4. It says ‘no’ to strangers
A side effect of the policy-based methodology is that it can use white-list logic. That is, the network will only do things that the PCE specifically says are permitted; anything else gets rejected.
Put another way: Anything that’s weird gets ignored.
In theory, that makes the system trickier to fool. It’s a way to combat the “chewy insides” problem, where an attacker who’s penetrated the hard, crunchy shell of the network can wander freely around the unguarded interior.
This is just a side effect of the whole policy thing. If you’re running a declarative, policy-based network, it will ignore anything it doesn’t understand. That’s a lesson first imparted on me by the folks at Noiro Networks, the group inside Cisco that’s working with open source projects such as OpenDaylight, and it speaks well to security for the declarative network model in general.
5. It installs itself, kind of
You do have to do something to get Illumio installed. Namely, the creation of the VENs has to become part of the virtual machine bring-up process. The PCE has to be installed someplace, too.
But once the installation is done, every workload will be born with a VEN and will speak its first words to the PCE, thus joining the security tribe. You don’t have to do anything to make sure a new workload is protected.
6. It does some of what ACI and NSX do
ACI, as mentioned, uses the declarative model as well. If you’re using ACI throughout the network, I’m not sure you need Illumio. But ACI “doesn’t live everywhere,” Illumio CCO Cohen says. “It doesn’t live in most of the networks in the world.”
VMware‘s NSX might have more of a problem with Illumio’s existence. NSX essentially places a firewall on every node; that’s the microsegmentation architecture that’s become NSX’s primary use case. Illumio would seem to obviate the need for that.

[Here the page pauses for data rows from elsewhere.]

PR #2872, opened 2019-10-12
Use proper path logging formatting

kchibisov:
It was discovered that we were logging path with `\\` instead of `\` as
separators on Windows due to use of Debug formatting instead of Display
for paths.

### DIFF
--- a/CHANGELOG.md
+++ b/CHANGELOG.md
@@ -69,7 +69,7 @@ and this project adheres to [Semantic Versioning](https://semver.org/spec/v2.0.0
 - Crash when trying to start on X11 with a Wayland compositor running
 - Crash with a virtual display connected on X11
 - GPU memory usage has been decreased by disabling allocation of depth and stencil buffers
-- Fix path logging on Windows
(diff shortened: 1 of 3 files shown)


kchibisov:
For this one? I think debug logging is something hided from users.

chrisduerr:
Then why do we need to fix it?

kchibisov:
For me to find my default config when testing Windows.

kchibisov:
But sure, I'll add one.

CHANGELOG.md
```diff
@@ -69,6 +69,7 @@ and this project adheres to [Semantic Versioning](https://semver.org/spec/v2.0.0
 - Crash when trying to start on X11 with a Wayland compositor running
 - Crash with a virtual display connected on X11
 - GPU memory usage has been decreased by disabling allocation of depth and stencil buffers
+- Fix path logging on Windows
```
chrisduerr: I'd be more precise here.

```suggestion
- Use `\` instead of `\\` as path separators on Windows for logging config file location
```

In fact, Illumio theoretically removes the need for interior firewalls anywhere in the network (although Cohen notes that most networks don’t do this in the first place).
7. It creates one fat target to attack
This one isn’t a “feature,” but it’s an unavoidable observation: The graph that the PCE draws sounds like one sweet target for anybody trying to create any mischief.
The graph is certainly not an off-the-shelf spreadsheet. It’s a policy-calculating brain that supposedly scales massively (one trick being that it only computes the fraction of the graph that’s impacted by any changes). But if you somehow gain control of it, you’d be able to white-list yourself into any part of the network. There are a lot of “ifs” in that statement, but it’s a clear goal to set if you want to cause trouble.
The PCE, and therefore the graph, can be kept on-premises. Illumio also offers a hosted option. I’m guessing it’s heavily guarded.
So, What’s It All Mean?
Security is a many-faceted area — in fact, I like to think it’s not a single thing, but a combination of processes. That’s what makes it so difficult.
Illumio seems to be targeting many of those facets at once. It’s an ambitious goal, but the company’s ideas show a lot of promise, Infonetics analyst Howard says.
“I would have doubts if they didn’t have some very big customers,” he says. (Yahoo and Plantronics are among those listed on Illumio’s web site.) “With NFV, SDN, and virtualization, the world is changing very rapidly. Policy is going to get more and more involved in operations, whether it’s the data center or the carrier network. I think these guys are pretty aware of what’s changing, what’s coming down the pike.”